● Task instructions: If a line in the data holds "fixing", copy that line out in full.

*** Opening Raw data ***

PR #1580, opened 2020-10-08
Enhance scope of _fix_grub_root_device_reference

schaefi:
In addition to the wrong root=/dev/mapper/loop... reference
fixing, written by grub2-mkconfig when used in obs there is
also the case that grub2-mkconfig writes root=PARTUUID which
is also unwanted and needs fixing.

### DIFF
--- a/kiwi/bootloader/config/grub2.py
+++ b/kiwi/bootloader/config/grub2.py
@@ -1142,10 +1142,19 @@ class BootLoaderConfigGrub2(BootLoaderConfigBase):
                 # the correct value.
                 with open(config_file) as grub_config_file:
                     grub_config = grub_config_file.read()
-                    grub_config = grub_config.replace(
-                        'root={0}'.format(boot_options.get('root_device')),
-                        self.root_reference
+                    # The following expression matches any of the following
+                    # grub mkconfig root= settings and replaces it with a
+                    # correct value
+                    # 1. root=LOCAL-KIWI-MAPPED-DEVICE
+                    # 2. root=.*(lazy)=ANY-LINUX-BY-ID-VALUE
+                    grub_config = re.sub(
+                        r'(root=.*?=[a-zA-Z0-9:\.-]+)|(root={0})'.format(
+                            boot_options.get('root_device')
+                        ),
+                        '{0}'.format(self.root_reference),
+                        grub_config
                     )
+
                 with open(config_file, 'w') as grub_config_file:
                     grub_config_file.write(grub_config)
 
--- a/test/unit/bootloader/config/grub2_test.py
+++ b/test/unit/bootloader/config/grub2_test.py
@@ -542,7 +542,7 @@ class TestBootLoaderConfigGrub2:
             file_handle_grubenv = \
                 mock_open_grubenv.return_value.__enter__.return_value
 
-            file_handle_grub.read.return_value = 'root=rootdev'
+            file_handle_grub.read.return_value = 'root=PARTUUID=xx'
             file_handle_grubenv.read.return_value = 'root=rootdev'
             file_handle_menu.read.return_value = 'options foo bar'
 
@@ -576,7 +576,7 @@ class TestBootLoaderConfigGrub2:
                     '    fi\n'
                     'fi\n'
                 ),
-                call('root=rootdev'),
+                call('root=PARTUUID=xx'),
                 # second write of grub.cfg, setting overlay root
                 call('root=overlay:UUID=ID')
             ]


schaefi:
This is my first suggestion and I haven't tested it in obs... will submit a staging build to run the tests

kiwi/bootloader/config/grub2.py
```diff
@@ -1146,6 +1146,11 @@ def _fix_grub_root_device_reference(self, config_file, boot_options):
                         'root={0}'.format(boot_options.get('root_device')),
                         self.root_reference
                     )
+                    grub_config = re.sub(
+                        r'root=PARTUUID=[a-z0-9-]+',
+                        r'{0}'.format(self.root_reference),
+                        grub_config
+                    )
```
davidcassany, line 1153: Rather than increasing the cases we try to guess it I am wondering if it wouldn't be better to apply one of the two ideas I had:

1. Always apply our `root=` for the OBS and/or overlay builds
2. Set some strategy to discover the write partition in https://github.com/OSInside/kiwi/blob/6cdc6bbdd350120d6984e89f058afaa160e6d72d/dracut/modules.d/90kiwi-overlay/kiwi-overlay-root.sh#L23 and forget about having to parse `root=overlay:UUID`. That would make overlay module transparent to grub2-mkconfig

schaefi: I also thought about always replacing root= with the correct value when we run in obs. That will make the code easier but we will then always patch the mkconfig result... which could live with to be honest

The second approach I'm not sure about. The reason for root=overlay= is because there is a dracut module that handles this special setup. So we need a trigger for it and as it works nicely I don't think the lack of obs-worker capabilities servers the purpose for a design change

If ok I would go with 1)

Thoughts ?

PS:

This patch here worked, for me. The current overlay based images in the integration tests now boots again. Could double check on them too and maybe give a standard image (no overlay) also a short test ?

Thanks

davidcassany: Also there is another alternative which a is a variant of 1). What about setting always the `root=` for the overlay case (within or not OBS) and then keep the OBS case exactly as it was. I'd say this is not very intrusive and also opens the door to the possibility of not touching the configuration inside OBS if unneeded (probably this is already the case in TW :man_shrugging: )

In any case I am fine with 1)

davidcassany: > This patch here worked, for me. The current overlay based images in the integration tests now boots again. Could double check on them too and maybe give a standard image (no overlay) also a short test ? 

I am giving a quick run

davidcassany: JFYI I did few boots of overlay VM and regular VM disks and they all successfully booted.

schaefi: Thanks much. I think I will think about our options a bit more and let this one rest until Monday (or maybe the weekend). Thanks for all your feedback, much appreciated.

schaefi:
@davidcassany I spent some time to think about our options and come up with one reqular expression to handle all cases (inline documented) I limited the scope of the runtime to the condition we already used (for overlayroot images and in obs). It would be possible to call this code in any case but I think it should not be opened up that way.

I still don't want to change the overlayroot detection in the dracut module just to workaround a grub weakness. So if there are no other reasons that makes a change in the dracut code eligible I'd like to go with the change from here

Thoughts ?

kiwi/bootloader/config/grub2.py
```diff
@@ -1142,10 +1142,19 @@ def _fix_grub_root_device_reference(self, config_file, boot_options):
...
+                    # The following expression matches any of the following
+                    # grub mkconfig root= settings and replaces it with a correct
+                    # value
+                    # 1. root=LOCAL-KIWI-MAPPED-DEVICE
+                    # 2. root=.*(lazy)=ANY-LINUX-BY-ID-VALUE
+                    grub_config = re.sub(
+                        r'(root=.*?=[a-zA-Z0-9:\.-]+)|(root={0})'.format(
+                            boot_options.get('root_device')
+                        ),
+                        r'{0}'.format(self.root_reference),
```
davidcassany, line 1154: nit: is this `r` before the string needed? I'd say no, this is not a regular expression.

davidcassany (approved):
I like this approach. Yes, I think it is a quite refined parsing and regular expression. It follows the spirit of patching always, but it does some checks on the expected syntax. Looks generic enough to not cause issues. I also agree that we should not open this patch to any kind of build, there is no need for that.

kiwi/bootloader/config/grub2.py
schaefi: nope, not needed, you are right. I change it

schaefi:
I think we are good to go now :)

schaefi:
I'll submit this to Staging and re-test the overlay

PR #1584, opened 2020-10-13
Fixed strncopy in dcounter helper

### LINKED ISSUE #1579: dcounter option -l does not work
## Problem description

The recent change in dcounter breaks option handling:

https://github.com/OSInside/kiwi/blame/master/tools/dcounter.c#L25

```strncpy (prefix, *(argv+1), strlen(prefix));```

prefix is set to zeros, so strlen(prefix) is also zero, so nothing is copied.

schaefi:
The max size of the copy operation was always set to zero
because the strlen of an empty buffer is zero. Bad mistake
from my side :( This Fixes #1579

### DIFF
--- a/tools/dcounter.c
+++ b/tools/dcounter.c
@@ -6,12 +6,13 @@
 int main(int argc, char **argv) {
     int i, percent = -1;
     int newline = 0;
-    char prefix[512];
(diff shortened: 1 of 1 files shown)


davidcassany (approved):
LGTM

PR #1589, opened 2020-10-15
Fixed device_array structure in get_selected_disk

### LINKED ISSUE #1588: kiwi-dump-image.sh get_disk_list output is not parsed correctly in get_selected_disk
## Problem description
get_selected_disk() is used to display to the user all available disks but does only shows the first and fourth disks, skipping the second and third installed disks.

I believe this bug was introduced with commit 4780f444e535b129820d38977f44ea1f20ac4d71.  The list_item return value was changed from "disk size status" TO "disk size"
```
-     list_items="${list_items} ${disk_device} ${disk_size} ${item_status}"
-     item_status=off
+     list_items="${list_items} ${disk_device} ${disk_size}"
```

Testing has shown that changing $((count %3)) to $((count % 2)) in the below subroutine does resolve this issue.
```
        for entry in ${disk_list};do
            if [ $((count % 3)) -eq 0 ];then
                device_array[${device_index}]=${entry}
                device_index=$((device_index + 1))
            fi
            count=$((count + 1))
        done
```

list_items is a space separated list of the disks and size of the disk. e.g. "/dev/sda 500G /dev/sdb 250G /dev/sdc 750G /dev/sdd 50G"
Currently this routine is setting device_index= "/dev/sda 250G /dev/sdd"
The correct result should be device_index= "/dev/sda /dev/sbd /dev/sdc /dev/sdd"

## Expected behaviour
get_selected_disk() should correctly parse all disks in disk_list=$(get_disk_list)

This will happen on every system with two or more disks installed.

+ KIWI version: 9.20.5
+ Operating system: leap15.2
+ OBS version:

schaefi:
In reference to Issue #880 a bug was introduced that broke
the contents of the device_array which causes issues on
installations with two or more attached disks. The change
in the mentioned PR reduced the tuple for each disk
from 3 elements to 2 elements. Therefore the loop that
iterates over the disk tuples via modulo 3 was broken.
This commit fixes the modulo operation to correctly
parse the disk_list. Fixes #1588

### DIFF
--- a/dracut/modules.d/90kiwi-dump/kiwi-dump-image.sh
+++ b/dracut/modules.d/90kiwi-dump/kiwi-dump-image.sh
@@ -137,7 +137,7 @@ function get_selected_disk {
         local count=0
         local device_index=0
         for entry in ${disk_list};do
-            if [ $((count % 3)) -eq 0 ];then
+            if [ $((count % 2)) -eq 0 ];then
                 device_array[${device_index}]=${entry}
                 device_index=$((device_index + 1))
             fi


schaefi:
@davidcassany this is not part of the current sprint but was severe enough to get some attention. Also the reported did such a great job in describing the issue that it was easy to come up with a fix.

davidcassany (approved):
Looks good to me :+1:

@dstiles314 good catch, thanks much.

*** Closing Raw data ***

● Response to the exercise:
fixing, written by grub2-mkconfig when used in obs there is
is also unwanted and needs fixing.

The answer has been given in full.